Paris is officially 10 days away. I'm stressed, nervous and praying everything goes amazingly well. I want to succeed in life. I really hope that my dreams come true.
I have to make sure I stick to my plan. London's my home. I don't want it to be a waste of 12 months otherwise what's the point in me being there. I keep looking at the suitcases I've packed and the list of final things I have to do and keep thinking "Am I really doing this? Am I ready for this?"
As exciting as doing something like this is, I guess there's never anything wrong with getting a few nerves I guess. I just pray this isn't a mistake.
May the Lord keep me staying positive and guide me. I know I'll need it now more than ever.
It's been such an eventful three weeks since my last blog. Some good, some upsetting but it's made me happy and given me a different outlook on life.
The goddaughter I never had the honour of meeting passed away which was a shock but in my heart, I think she's in a good place. I definitely want to change my tattoo so she's never forgotten.

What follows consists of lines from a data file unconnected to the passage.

PR #604, opened 2024-09-10
Type annotate the temporal module

mfisher87:
> [!IMPORTANT]
>
>  To be merged only after merging #598 and then rebasing

Annotating this module was pretty quick! No typeguards or ignores needed.


icepyx/core/temporal.py
```diff
@@ -150,12 +158,10 @@ def validate_date_range_datestr(date_range, start_time=None, end_time=None):
 
     Parameters
     ----------
-    date_range: list(str)
+    date_range:
         A date range provided in the form of a list of strings
             Strings must be of formats accepted by validate_inputs_temporal.convert_string_to_date().
             List must be of length 2.
-    start_time: string, datetime.time, None
-    end_time:  string, datetime.time, None
```
JessicaS11, line 158: Why remove the `start_time` and `end_time` parameters? Shouldn't we just remove the type?

mfisher87: Since they're part of the function signature, they will be documented automatically;  we only need to mention things in the docstring that aren't already represented in the function signature. One less thing to keep in sync :)

icepyx/core/temporal.py
```diff
@@ -261,14 +271,18 @@ def validate_date_range_date(date_range, start_time=None, end_time=None):
     return _start, _end
 
 
-def validate_date_range_dict(date_range, start_time=None, end_time=None):
+def validate_date_range_dict(
+    date_range: dict[str, dt.datetime],
```
JessicaS11, line 275:
```suggestion
    date_range: dict[str, dt.datetime, dt.date],
```

icepyx/core/query.py
```diff
@@ -254,7 +257,7 @@ def spatial_extent(self):
         return (self._spatial._ext_type, self._spatial._spatial_ext)
 
     @property
-    def dates(self):
+    def dates(self) -> Union[list[str], list[dt.time]]:
```
JessicaS11, line 260:
```suggestion
    def dates(self) -> list[str]:
```

icepyx/core/temporal.py
```diff
@@ -1,12 +1,13 @@
...
-import warnings
-
 """
 Helper functions for validation of dates
 """
 
+import datetime as dt
+from typing import Union
+import warnings
+
```
JessicaS11, line 8: I know this reordering is a ruff thing, but it doesn't make sense in this case because the long comment isn't describing the whole module, only the first portion of it, while the imports apply to the whole thing.

icepyx/core/temporal.py
mfisher87: dates and datetimes are related, so I think we can equivalently annotate `dict[str, dt.date]`:

```python
>>> import datetime as dt
>>> datetime = dt.datetime.now()
>>> date = dt.datetime.now().date()
>>> datetime
datetime.datetime(2024, 9, 25, 12, 47, 38, 861853)
>>> date
datetime.date(2024, 9, 25)
>>> isinstance(datetime, dt.date)
True
>>> isinstance(datetime, dt.datetime)
True
>>> isinstance(date, dt.date)
True
>>> isinstance(date, dt.datetime)
False
```

icepyx/core/query.py
```diff
@@ -279,7 +282,7 @@ def dates(self):
             ]  # could also use self._start.date()
 
     @property
-    def start_time(self):
+    def start_time(self) -> Union[list[str], str]:
```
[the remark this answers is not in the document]
mfisher87: I'm trying not to change any underlying behavior here. This function, along with several others, returns error messages as a list containing a single string:

```python
["No temporal parameters set"]
```

I'm not sure why this is the case, but I don't want to mess anything up that depends on that behavior!

icepyx/core/query.py
mfisher87: Another good catch, thank you!

icepyx/core/temporal.py
mfisher87: Ah, this was my mistake then, I mistook that for a module-level docstring that had gotten moved to the wrong place over time. This makes much more sense. Are you OK with me changing this to a `#` comment? The fact that it was in triple-quoted style is what stimulated my jump to that conclusion!

mfisher87: 7751e26

icepyx/core/temporal.py
mfisher87: d037e11

icepyx/core/query.py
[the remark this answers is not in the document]
JessicaS11: Missed that - thanks!

icepyx/core/temporal.py
JessicaS11: Based on your description, it should be:
`dict[str, Union[str, dt.date]]` since str is also a valid input for the values.

mfisher87: I see, thank you!

mfisher87: 97a5544

icepyx/core/temporal.py
```diff
@@ -261,14 +269,18 @@ def validate_date_range_date(date_range, start_time=None, end_time=None):
     return _start, _end
 
 
-def validate_date_range_dict(date_range, start_time=None, end_time=None):
+def validate_date_range_dict(
+    date_range: dict[str, Union[str, dt.datetime]],
```
JessicaS11, line 273:
```suggestion
    date_range: dict[str, Union[str, dt.date]],
```
Per the previous thread, acceptable input types are str, dt.datetime, and dt.date, so I think using dt.date captures the latter two.

icepyx/core/temporal.py
JessicaS11: https://github.com/icesat2py/icepyx/pull/604/files#r1777677428

icepyx/core/temporal.py
mfisher87: Thank you again, Jessica :bow:

JessicaS11 (approved):
thanks for adding types to this module, @mfisher87!

mfisher87:
Thanks for the thorough review :bow:

JessicaS11:
> I don't understand why the unit tests aren't running here. Re-opening PR to trigger.
#618

I should have noted I was intending to use this as a test case after #619 (and that's why I hadn't closed and reopened the PR!)

PR #909, opened 2023-06-01
Solution

bohdan-mykhailenko:


src/groupByKey.ts
```diff
@@ -2,6 +2,17 @@ type GroupsMap<T> = {
   [key: string]: T[];
 };
 
-export function groupByKey(items, key) {
-  // write code here;
+export function groupByKey<T>(items: T[], key: keyof T): GroupsMap<T> {
+  return items.reduce((groups: GroupsMap<T>, item: T) => {
+    const itemKey = item[key] as string;
```
naziamoff, line 7: let's not convert the type - let's convert the value to type instead

naziamoff (approved):
nice idea to use reduce here 🔥

PR #913, opened 2023-06-01
add solution

ivankhrsh:


src/groupByKey.ts
```diff
@@ -2,6 +2,18 @@ type GroupsMap<T> = {
   [key: string]: T[];
 };
 
-export function groupByKey(items, key) {
-  // write code here;
+export function groupByKey<T>(items: T[], key: keyof T): GroupsMap<T> {
+  const groupsMap: GroupsMap<T> = {};
+
+  items.forEach((item) => {
+    const sortKey : string = String(item[key]);
```
naziamoff, line 9: should work just fined without explicit mention of the type. TS will infer it from usage
```suggestion
    const sortKey = String(item[key]);
```

naziamoff (approved):
gj 👍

Then I did a couple of modelling shows as recently as 2 days ago. I had an absolute blast!! It's something I'll definitely do again.
I'm also kinda dating someone but not dating someone. He's an amazing man with such a big heart and he's been spoiling me for the past month. He gets me all giggly when I'm around him. He really is making my final weeks in London special. I'll never forget it.
I've been doing loads of planning and shopping and socialising and it made me wonder "Why wasn't I like this before?" I like this new me but I definitely need God in my life more. I feel like there's a part of me missing. Hopefully I'll find him again soln.